I gather from your letters that various members of the family are probably spending a holiday down at Folkestone at the present time. I hope Betty has by this time heard of a successful result of her intermediate in which case she will feel she has earned a holiday well.
We have been getting much better sort of news of late which has been very cheering. The Austrian offensive in Italy, and the latest big German effort around Rheims have been such thorough disasters that one hopes it is justifiable to conclude that the enemy’s ability to damage us is pretty securely checked. We are in process of getting a bit of our own back at the Marne at present, but it does not look as if we could yet secure more than moderate successes.
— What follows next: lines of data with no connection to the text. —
Issue #841, opened 2022-10-11
Panic on macOS 10.12


fralonra:
Hi, all.

The following minimum code panicked and I don't know why:

```rust
// main.rs

use chrono::prelude::*;

fn main() {
    let dt = Local::now();
}
```

panic message:
```
thread 'main' panicked at 'unable to select local time type: FindLocalTimeType("no local time type is available for the specified timestamp")'
```

from this line: https://github.com/chronotope/chrono/blob/45142764ab6e1f2957437aa187970b94d3aaeadc/src/offset/local/unix.rs#L132

**env**
- rustc    1.62.1 (e092d0b6b 2022-07-16)
- rustup  1.25.1 (bb60b1e89 2022-07-12)
- chrono 0.4.22
- macOS 10.12.1

djc:
So yes, I guess we might not "support" macOS 10.12 -- looks like that's been out of supported service for about 3 years at this point. If you can come up with a patch for it (and it doesn't add too much complexity) we'll consider fixing it. You can have a look at the file you referenced to get a feeling for what's going on.

esheppa:
It would also be useful to understand what is in the /etc/localtime file - a debug output of the parsed zone file should be sufficient to figure out what is going on.  @fralonra if you clone down the `chrono` source code you can use [`tz_info::TimeZone::from_file`](https://github.com/chronotope/chrono/blob/45142764ab6e1f2957437aa187970b94d3aaeadc/src/offset/local/tz_info/timezone.rs#L83) for this

fralonra:
Thanks for all!

I cloned the source code and found that the error was generated from:
https://github.com/chronotope/chrono/blob/d147e9a2152d1d961372bf5a6a261c644746efdf/src/offset/local/tz_info/timezone.rs#L174

I've also tried [`time`](https://github.com/time-rs/time) crate, and that crate worked as expected on the target machine.

esheppa:
Thanks @fralonra - could you show the `dbg!` output of the `self` type at the start of that function (`TimeZoneRef::find_local_time_type`)

djc:
@test9753 would you be able to figure out a PR for this? I probably won't have time to look into it (and can't easily test), would be happy to answer questions you have and/or review your code.

jfro:
looks like we've run into this with our users as well. we recently updating some our dependencies and that included our use of flexi_logger switching from `time` to `chrono`. We still support macOS 10.11+ as long as apple doesn't blow that up for us.

[...]

PR #1201, opened 2023-07-25
Tzif without TZ string

pitdicker:
[RFC 8536](https://datatracker.ietf.org/doc/html/rfc8536#section-3.3.1), which specifies the TZif format, says:
"Local time for timestamps on or after the last transition is specified by the TZ string in the footer (Section 3) if present and nonempty; otherwise, it is unspecified."

https://github.com/chronotope/chrono/issues/841 shows that older versions of macOS ship TZif files without a TZ string. They expect us to use the offset that the last transition switches to for dates after the last offset. I think that is quite reasonable.

Fixes https://github.com/chronotope/chrono/issues/841.

I have included the test file provided by @jfro as a test.

### DIFF
--- a/src/offset/local/tz_info/timezone.rs
+++ b/src/offset/local/tz_info/timezone.rs
@@ -756,6 +756,38 @@ mod tests {
     }
 
     #[test]
+    fn test_no_tz_string() -> Result<(), Error> {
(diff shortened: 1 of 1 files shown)


djc (approved):
Thanks for taking care of this!

Issue #1190, opened 2023-07-17
Switch to `windows-sys` on 0.4.x branch


pitdicker:
https://github.com/chronotope/chrono/pull/1003#issuecomment-1546648645 mentioned we can switch from `winapi` to `windows-sys` on the 0.4.x branch now that our MSRV exceeds 1.48.

But I don't know if there are other concerns.

pitdicker:
See https://github.com/chronotope/chrono/pull/712 for the original PR to switch to `windows-sys`.

djc:
I'm open to this. An alternative approach would be to use the windows-bindgen crate to generate more minimal API surface in an integration test instead of using windows-sys. The problem with windows-sys is that it adds lots of download size, so it's not a great fit for low-level crates like chrono.

pitdicker:
Documentation on `windows-bindgen`:
https://github.com/microsoft/windows-rs/blob/0.48.0/docs/readme.md#windows-bindgen
https://kennykerr.ca/rust-getting-started/standalone-code-generation.html

It does come with a note:

> **Warning:** Standalone code generation should only be used as a last resort for the most demanding scenarios. It is much simpler to use the [windows-sys](https://crates.io/crates/windows-sys) crate and let Cargo manage this dependency. This windows-sys crate provides raw bindings, is heavily tested and widely used, and should not meaningfully impact your build time.

I'll have a look at it.

djc:
I think chrono would qualify as a fairly demanding scenario, and I think the warning is maybe a bit overblown.

See more context in https://github.com/microsoft/windows-rs/issues/1720.

PR #1202, opened 2023-07-25
Switch to windows-bindgen

pitdicker:
As discussed in https://github.com/chronotope/chrono/issues/1190.
I have to admit `windows-bindgen` was surprisingly easy to set up.

Edit: The CI is not happy 😆. That is when you declare something as easy.


pitdicker:
No clue why the CI fails:
```
     Running tests\win_bindings.rs (target\debug\deps\win_bindings-961cd5ef61c9bddd.exe)

running 1 test
test gen_bindings ... ok

test result: ok. 1 passed; 0 failed; 0 ignored; 0 measured; 0 filtered out; finished in 1.56s

   Doc-tests chrono
error: unexpected closing delimiter: `}`
  --> D:\a\chrono\chrono\src\win_bindings.rs:56:1
   |
53 |  clone(&self) -> Self {
   |                       - this delimiter might not be properly closed...
54 |         *self
55 |     }
   |     - ...as it matches this but it has different indentation
56 | }
   | ^ unexpected closing delimiter

error: doctest failed, to rerun pass `--doc`
```

Maybe cargo starts compiling the doctests while the file is not entirely written yet?

src/win_bindings.rs
```diff
@@ -0,0 +1,51 @@
+#![allow(unreachable_pub)]
+// Bindings generated by `windows-bindgen` 0.49.0
```
pitdicker, line 2: Windows-bindgen inserts an empty line below the comment, that rustfmt removes. Maybe also something to open an issue for?

pitdicker:
> No clue why the CI fails:

This was an interesting problem. I should have set `OpenOptions::truncate`. But why did the code look somewhat valid? And why couldn't I replicate the problem?

The CI checks out the repo with CR LF line endings, while I check it out with LF.
The test overwrites the file, but always writes LF line endings. So the new file is shorter, and not truncated because of the missing open option.

It just so happened that the ca. 50 line endings that the new file is shorter left a valid-looking fragment of code of 50 characters at the end.

tests/win_bindings.rs
```diff
@@ -0,0 +1,20 @@
...
+fn gen_bindings() -> Result<()> {
+    let apis = [
+        "Windows.Win32.System.Time.SystemTimeToFileTime",
+        "Windows.Win32.System.Time.SystemTimeToTzSpecificLocalTime",
+        "Windows.Win32.System.Time.TzSpecificLocalTimeToSystemTime",
+    ];
+
+    let bindings = windows_bindgen::standalone(&apis);
+    let mut file = OpenOptions::new().write(true).create(true).open("src/win_bindings.rs")?;
+    file.write("#![allow(unreachable_pub)]\n".as_bytes())?;
```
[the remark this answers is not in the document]
djc: I guess I'd go for `fs::write("src/win_bindings.rs", format!("#![allow(unreachable_pub)]\n{bindings}"))?;` instead, what do you think?

I'd like this test to fail if the existing contents of `src/win_bindings.rs` are different from the newly generated code.

Also, let's put this in `src/offset/local/win_bindings.rs`?

tests/win_bindings.rs
```diff
@@ -0,0 +1,20 @@
+#![cfg(all(windows, feature = "clock", feature = "std"))]
+
+use std::fs::OpenOptions;
```
djc, line 3: I prefer not to import `io::Result`, instead importing `io::self` and using `io::Result<()>`.

src/offset/local/windows.rs
```diff
@@ -13,11 +13,7 @@ use std::io::Error;
 use std::ptr;
 use std::result::Result;
 
-use winapi::shared::minwindef::FILETIME;
-use winapi::um::minwinbase::SYSTEMTIME;
-use winapi::um::timezoneapi::{
-    SystemTimeToFileTime, SystemTimeToTzSpecificLocalTime, TzSpecificLocalTimeToSystemTime,
-};
+use crate::win_bindings::*;
```
djc, line 16: I'd still prefer not to use `*` imports.

djc (commented):
This is looking great! Would make sense to file bugs for the blank line and `unreachable_pub` stuff. I'm guessing the latter might be tricky for them...

tests/win_bindings.rs
```diff
@@ -11,5 +11,15 @@ fn gen_bindings() -> io::Result<()> {
     ];
 
     let bindings = windows_bindgen::standalone(&apis);
-    fs::write("src/offset/local/win_bindings.rs", format!("#![allow(unreachable_pub)]\n{bindings}"))
+
+    let path = "src/offset/local/win_bindings.rs";
+    let existing = fs::read_to_string(path)?;
+    // Skip the first two lines when comparing:
+    // - We add `#![allow(unreachable_pub)]` as a first line.
+    // - Rustfmt removes the empty line after the comment.
```
djc, line 19: I think we should make sure the code is formatted before it's written, so we can compare directly (and don't need to format as a separate stuff when we need to commit a new version).

Can you run `rustfmt` against the generated file? Or use the `prettyplease` crate, if it yields the same formatting for this code?

pitdicker:
We may want to hold off on this. I could not find the repro for `windows-bindgen`. It seems to get replaced by `riddle` https://github.com/microsoft/windows-rs/pull/2544, https://crates.io/crates/riddle.

djc:
Ah, you meant repo instead of repro. It does look like riddle is the hot new thing...

MarijnS95:
Riddle is indeed the new thing, and works a treat for generating these bindings. You could have a simple script or (documented) minimal cmd-line to call `riddle` with one argument, it no longer needs to be hardcoded in a `#[test]` or `build.rs`.

MarijnS95:
This is how I employed it in one of the crates I maintain: https://github.com/Traverse-Research/amd-ext-d3d-rs/commit/d5ba12272795a7364de43646f0d1bc1edd65bd08

pitdicker:
> This is how I employed it in one of the crates I maintain: [Traverse-Research/amd-ext-d3d-rs@d5ba122](https://github.com/Traverse-Research/amd-ext-d3d-rs/commit/d5ba12272795a7364de43646f0d1bc1edd65bd08)

Thank you, this is very helpful!

pitdicker:
`windows-bindgen` is back as a library version of `riddle` https://github.com/microsoft/windows-rs/pull/2609.
It's API seems to still be unstable, and now requires an input file 🤷.

Cargo.toml
```diff
@@ -20,6 +20,7 @@ name = "chrono"
 default = ["clock", "std", "oldtime", "wasmbind"]
 alloc = []
 libc = []
+winapi = ["windows-targets"]
```
MarijnS95, line 23: Should we really call this feature "winapi" or is it for backwards compatibility?

src/offset/local/win_bindings.txt
```diff
@@ -0,0 +1,6 @@
+--out src/offset/local/win_bindings.rs
+--config flatten sys
```
MarijnS95, line 2: Have you considered the non-sys bindings that `windows-bindgen` can now generate, with a cleaner API and helpers? The overhead in `windows-core` and the extra functions/types that may need to be generated might not be worth it though, but it's good to have that documented.

tests/win_bindings.rs
```diff
@@ -0,0 +1,19 @@
...
+fn gen_bindings() {
+    let input = "src/offset/local/win_bindings.txt";
+    let output = "src/offset/local/win_bindings.rs";
+    let existing = fs::read_to_string(output).unwrap();
+
+    let log = bindgen(["--etc", input]).unwrap();
+    eprintln!("{}", log);
+
+    let new = fs::read_to_string(output).unwrap();
+    if !new.lines().eq(existing.lines()) {
```
djc, line 16: Why are we comparing this on a line-by-line basis? To get around the `\r\n` vs `\n` differences? If so, please add a comment to that effect.

djc (commented):
This is looking really nice!

djc:
@MarijnS95 thanks for the reviews!

Cargo.toml
pitdicker: It is for backwards compatibility. But I wonder if that is not overly cautious.

tests/win_bindings.rs
MarijnS95: Pretty sure it's that, all files should be checked in to the repo with `\n` but because the test runs on Windows (`windows-bindgen` runs just fine on Linux, fwiw!) the output will be `\r\n`.

Personally I'd just run this test in the CI with a helpful "how to regenerate" message and a `git status --porcelain` check for files that may not be checked in, as linked above:

https://github.com/Traverse-Research/amd-ext-d3d-rs/commit/d5ba12272795a7364de43646f0d1bc1edd65bd08#diff-b803fcb7f17ed9235f1e5cb1fcd2f5d3b2838429d4368ae4c57ce4436577f03fR62

(Note that this line [changed a bit on main](https://github.com/Traverse-Research/amd-ext-d3d-rs/blob/2adfbb50cf08e7836d06e927c7e1b2b2226cc182/.github/workflows/ci.yml#L60) because we're back to `cargo r -p api_gen`.)

pitdicker: > (windows-bindgen runs just fine on Linux, fwiw!)

I just rebooted from Linux to Windows to work on this :rofl:

pitdicker: @MarijnS95 I have to admit I am pretty bad at all this :smile:. Is it easy for you to change this PR to something better?
And thanks for helping out already!

Cargo.toml
djc: Per [Hyrum's law](https://www.hyrumslaw.com/), let's err on the side of backwards compat unless there are strong reasons not to.

src/offset/local/win_bindings.txt
djc: Yes, that plan makes sense to me.

djc:
I think it would be great to just merge this in its current state, we can get it into 0.4.27.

No doubt the trend of general events in the west will greatly affect everything in the east, where the entire political and military situation is very involved at present, and difficult to get a grip of. It is so hard at present to gather facts about it. The papers have little to say, and one knows from local knowledge that their reports are very incomplete and leave out a lot of interesting items. It is rather odd that the Kirkuk operations aroused so little comment in English papers, as I believe they were considered in authoritative circles as of very great importance apart from their direct military value.
The latest telegrams promise American and Japanese assistance to the Czecho-Slovak movement in Siberia, which appears to be growing in importance; it looks as if a little sound moral and material backing may work wonders in that direction. I think a very large mass of Russian opinion is sick of the Bolshevik muddling.
As to the situation rather more in this direction – namely all around the Caspian – it is very hard to get much information out of the papers. Naturally we examine pretty closely all reports we can discover that deal with it.
My next letter will probably be written from quite a different place. I am uncertain how much my mails will be interfered with, but I expect a week or two extra for the journey each way, with possibility of worse interruption about mid-winter.